89 Nor does such legislation appear to be contrary to the requirements stemming from the principle of legal certainty which must be complied with in order for legislation not to be regarded as going beyond what is necessary to attain the objective pursued (see, to that effect, judgment of 5 July 2012, SIAT, C‑318/10, EU:C:2012:415, paragraph 59).
90 In that regard, the Court has ruled that the principle of legal certainty requires that rules of law must be clear, precise and predictable as regards their effects, in particular where they may have unfavourable consequences for individuals and undertakings (see, to that effect, judgment of 5 July 2012, SIAT, C‑318/10, EU:C:2012:415, paragraph 58 and the case-law cited).

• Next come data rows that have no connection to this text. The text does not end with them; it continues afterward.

PR #2391, opened 2019-09-16
TitleBar: add close wallet button

selsta:
Screenshot 2019-09-16 at 23 57 15
To be used in combination with: #2383

### DIFF
--- a/LeftPanel.qml
+++ b/LeftPanel.qml
@@ -171,44 +171,6 @@ Rectangle {
                     color: "#ff9323"
                     themeTransition: false
                 }
-
-                Rectangle {
-                    height: (logoutImage.height + 8)
-                    width: (logoutImage.width + 8)
-                    color: "transparent"
-                    anchors.right: parent.right
-                    anchors.rightMargin: 8
-                    anchors.top: parent.top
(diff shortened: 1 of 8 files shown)


selsta:
also ping @Realchacal

Realchacal:
Extremely nice!

Just to understand it: You don't like the `x` because we already have a `x` in the titlebar, right?
image
That's a valid argument. Not sure if it's enough to outweigh the reduced intuitiveness, though.

selsta:
Yes, 2 x icons would be bad IMO. Sign out is similar to the one we already have and was the best I found on fontawesome.

Realchacal:
Ok! One last thing: IMO the moon is a **LITTLE** bit too big. (I know it's exactly the same height as the globe, but to my eye it looks too big, though.)

selsta:
I reduced the moon font size by 1 point.

Realchacal:
I already had noticed it in your other screenshots ;) LOOKS SO MUCH BETTER!!!

Realchacal:
Fixes #2339

luigi1111:
@selsta please rebase.

selsta:
@luigi1111 done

91 As the Advocate General observed in points 87 and 88 of his Opinion, it must be noted that it is inevitable that a provision prohibiting abusive practices uses abstract concepts in order to cover the greatest number of situations created for the purpose of tax fraud and avoidance.
92 However, the use of abstract concepts does not mean that the application of the legislation at issue in the main proceedings is left entirely to the discretion of the tax authorities, rendering it unpredictable in its effects, since, as noted in paragraphs 70 and 71 of the present judgment, that application is subject to criteria clearly established in that legislation, enabling the taxpayer to determine the scope of that legislation beforehand and with sufficient precision, without leaving any uncertainty as to its applicability (see, to that effect, judgment of 5 July 2012, SIAT, C‑318/10, EU:C:2012:415, paragraph 57).
93 In the light of all of the foregoing, the answer to the questions referred is that Article 49 TFEU must be interpreted as not precluding national legislation under which, in the determination of a taxpayer’s profits, the deduction of interest paid in respect of a loan debt contracted with a related entity, relating to the acquisition or extension of an interest in another entity which becomes, as a result of that acquisition or extension, an entity related to that taxpayer, is to be refused in full, where that debt is considered to constitute a wholly artificial arrangement or is part of such an arrangement, even if that debt was incurred on an arm’s length basis and the amount of that interest does not exceed that which would have been agreed between independent undertakings.
Costs
94 Since these proceedings are, for the parties to the main proceedings, a step in the action pending before the referring court, the decision on costs is a matter for that court. Costs incurred in submitting observations to the Court, other than the costs of those parties, are not recoverable.
On those grounds, the Court (First Chamber) hereby rules:
Article 49 TFEU
must be interpreted as:
not precluding national legislation under which, in the determination of a taxpayer’s profits, the deduction of interest paid in respect of a loan debt contracted with a related entity, relating to the acquisition or extension of an interest in another entity which becomes, as a result of that acquisition or extension, an entity related to that taxpayer is to be refused in full, where that debt is considered to constitute a wholly artificial arrangement or is part of such an arrangement, even if that debt was incurred on an arm’s length basis and the amount of that interest does not exceed that which would have been agreed between independent undertakings.